I'm using it to build things.
Here's an example from the other day. I've always been curious about writing custom Python C extensions but I've never been brave enough to really try and do it.
I decided it would be interesting to dig into that by having Codex build a C extension for Python that exposed simple SQLite queries with a timeout.
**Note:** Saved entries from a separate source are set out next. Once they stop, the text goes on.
PR #1011, opened 2021-09-22
Task-49104 Implement Metadata API and Activity Favorites as first example

boubaker:


component/service/src/main/java/org/exoplatform/social/rest/impl/metadata/FavoriteRest.java
```diff
@@ -0,0 +1,165 @@
...
+import org.exoplatform.services.log.Log;
+import org.exoplatform.services.rest.resource.ResourceContainer;
+import org.exoplatform.social.common.ObjectAlreadyExistsException;
+import org.exoplatform.social.metadata.favorite.FavoriteService;
+import org.exoplatform.social.rest.api.RestUtils;
+import org.exoplatform.social.service.rest.api.VersionResources;
+
+import io.swagger.annotations.*;
+
+@Path(VersionResources.VERSION_ONE + "/social/favorites")
```
plamarque, line 23: couldn't we have /favorites without prefix? it's not related to social fesures amd supposed to be transversal even for obbjects outside social

plamarque (commented):
i'd prefer /favorites instead of /social/favorites to make it clear that it's a transversal service (not tied to "social" features)

component/service/src/main/java/org/exoplatform/social/rest/impl/metadata/FavoriteRest.java
boubaker: Unfortunately we have already a `favorites` endpoint : https://github.com/exoplatform/ecms/blob/develop/core/connector/src/main/java/org/exoplatform/wcm/connector/collaboration/FavoriteRESTService.java#L37

Besides, adding a parent category for REST endpoints ( like 'social' here to reference the module ), will give us more flexibility for routing rules, such as in Microservices Architecture (where we will be able to route all 'social' endpoints to the Monolith, a dedicated Microservice, applying a specific rule ...)

PR #1016, opened 2021-10-07
Task-49264: Space members shouldn't be able to create projects

AzmiTouil:
Prior this change, every login/logout with a user we need to empty the browser cache to display or hide Add project button, The problem is that when the authenticated User has been changed, the cache does not updated.
We should integrate the authenticated user into the cache calculation to get the correct result.


ahamdi:
Do you mean that the restriction is already implemented but there was a cache that was not updated that made it possible for users to create projects under spaces? Could you add more details on the problem and why will it be fixed with this change ?

ahamdi (commented):
Do you mean that the restriction is already implemented but there was a cache that was not updated that made it possible for users to create projects under spaces? Could you add more details on the problem and why will it be fixed with this change ?

ahamdi (approved):

PR #1019, opened 2021-10-08
Task-49602: Fix the problem of hidden datepicker when implement stepper

hassenelkamel-exo:
Prior to this fix, when implementing stepper in `ExoScheduleNewsDrawer.vue`, we noticed that the datepicker is not well displayed. After this change, the problem is fixed by disabling attach property.


azayati (dismissed):
LGTM after QA validation

azayati (dismissed):
LGTM

azayati (approved):
LGTM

It wrote me this: https://github.com/simonw/research/blob/main/sqlite-time-lim... - here's the shared transcript: https://chatgpt.com/s/cd_6958a2f131a081918ed810832f7437a2
I read the code it produced and ran it on my computer to see it work.
What did I learn?
- Codex can write, compile and test C extensions for Python now
- The sqlite3_progress_handler mechanism I've been hooking into for SQLite time limits in my Python code works in C too, and appears to be the recommended way to solve this
- How to use PyTuple_New(size) in C and then populate that tuple
- What the SQLite C API for running a query and then iterating though the results looks like, including the various SQLITE_INTEGER style constants for column types
- The "goto cleanup;" pattern for cleaning up on errors, including releasing resources and calling DECREF for the Python reference counter
- That a simple Python extension can be done with ~150 lines of readable and surprisingly non-threatening C
- How to use a setup.py and pyproject.toml function together to configure a Python package that compiles an extension
Would I have learned more if I had spent realistically a couple of days figuring out enough C and CPython and SQLite and setup.py trivia to do this without LLM help? Yes. But I don't have two days to spend on this flight of curiosity, so actually I would have learned nothing.
The LLM project took me ~1 minutes to prompt and then 15 minutes to consume the lessons at the end. And I can do dozens of this kind of thing a day, in between my other work!